Top of Data

PR #763, opened 2021-05-18
[RUN-1515] Tidy up docker image

kat1906:
Exclude files which are not needed from Docker by adding to .dockerignore.

### What this does

Tidies up the Docker image by excluding files which are not needed by adding to .dockerignore.

### DIFF
--- a/.dockerignore
+++ b/.dockerignore
@@ -1,50 +1,57 @@
-.github
-.nyc_output
-.dockerignore
 .git*
-Dockerfile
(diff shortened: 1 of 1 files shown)


jmickey (approved):

ivanstanev (changes requested):
Could we make this a `feat` or `fix` so that it can release a new image with these changes?

ivanstanev (approved):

Bottom of Data

→ What you should do
For this exercise, copy all of the material exactly as it stands.

→ Task answer
PR #763, opened 2021-05-18
[RUN-1515] Tidy up docker image

kat1906:
Exclude files which are not needed from Docker by adding to .dockerignore.

### What this does

Tidies up the Docker image by excluding files which are not needed by adding to .dockerignore.

### DIFF
--- a/.dockerignore
+++ b/.dockerignore
@@ -1,50 +1,57 @@
-.github
-.nyc_output
-.dockerignore
 .git*
-Dockerfile
(diff shortened: 1 of 1 files shown)


jmickey (approved):

ivanstanev (changes requested):
Could we make this a `feat` or `fix` so that it can release a new image with these changes?

ivanstanev (approved):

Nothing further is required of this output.